Naja... überflüßig? Genuaso wie die Standard 0815 Frage... "Hab nen 1000€.. bastelt mir nen PC!"... Die Frage an sich ist gut... aber davon gleich zu hunderten an Posts pro Woche?!? Suchfunktion?!?. Aber nagut... Softy @ Co müssen ja irgendwie den nächsten 1000er an Beiträgen kriegen! 
Grr... hab glaub ich vergessen Softy zu seinem neuen 1000er zu gratulieren!... Sry Softy.


----------



## hotfirefox (26. Mai 2012)

*AW: Ist Wärmeleitpaste gesundheitsschädlich? Leserbrief der Woche*



n3rd schrieb:


> Ich bezweifele, dass die Hersteller da ehrlich sind, bzw. selbst davon nicht ahnen.
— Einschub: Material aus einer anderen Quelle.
PR #3909, opened 2020-10-15
Make listing refs work for sideload repos

mwleeds:
This commit makes
flatpak_installation_list_remote_refs_sync() work for local URIs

Die Hersteller haben garkeine andere Wahl als ehrlich zu sein.


----------



## n3rd (26. Mai 2012)

*AW: Ist Wärmeleitpaste gesundheitsschädlich? Leserbrief der Woche*



hotfirefox schrieb:


> Die Hersteller haben garkeine andere Wahl als ehrlich zu sein.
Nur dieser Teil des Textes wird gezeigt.